Oddments from Page family holidays around the Deben, 1980s

By Anne Page

My heart was in my mouth — as just upstream from Waldringfield, the skipper gave me the helm of Monymusk, his plus 30 foot sailing yacht. I had only met him that morning. He then went below for violin practice. 


The Battle of Waldringfield

Dinghy sailing had taught me to aim through the moorings, not the invitingly empty north side of the bank. We flew down with wind and tide behind us. Exhilarating, yes. Repeated, no thanks!

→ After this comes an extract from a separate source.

PR #1570, opened 2020-06-12
Fix mongo shell tests

wwlorey:
I'm not sure why these tests started to fail now... But to fix them I increased the mocha and mongo shell timeouts and made sure a directory that mongo needs was created.


src/vsCodeConfig/settings.ts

I was just about skilled as a skipper of Mirrors and our beloved Wayfarer. And that’s where I returned and remained — until now, decades later, I’m too creaky to get afloat at all. 


Mirrors at Ramsholt

But as our grand-daughters grow up today with no desire to sail, I think fondly of when their parents were young and we spent every long school summer holidays throughout the 1980s, staying at Shingle Street, always on and around the water. The Alde, the Ore, Hollesley Bay, and above all the Deben were our playgrounds.

We were always there with old friends, and frequently still are. But the children also made new friends on the beach at Ramsholt, and we made new friends with their parents and their boats — see Monymusk, above, aboard which several teenagers one year worked as crew to Scotland; and the old wooden catamaran Rebekah — moored for years by the Ramsholt dock or just downstream in the reeds. They learned about time and tide and mud.

We all learned new skills — Flora, ten, shocked onlookers with some really bad language, as her sailboard shot out of control across the main channel to crash on the dock. Lewis, 16, gained admirers by stepping fully clothed onto his sailboard at Shingle Street, alighting at Woodbridge, not much later, dry as a bone. 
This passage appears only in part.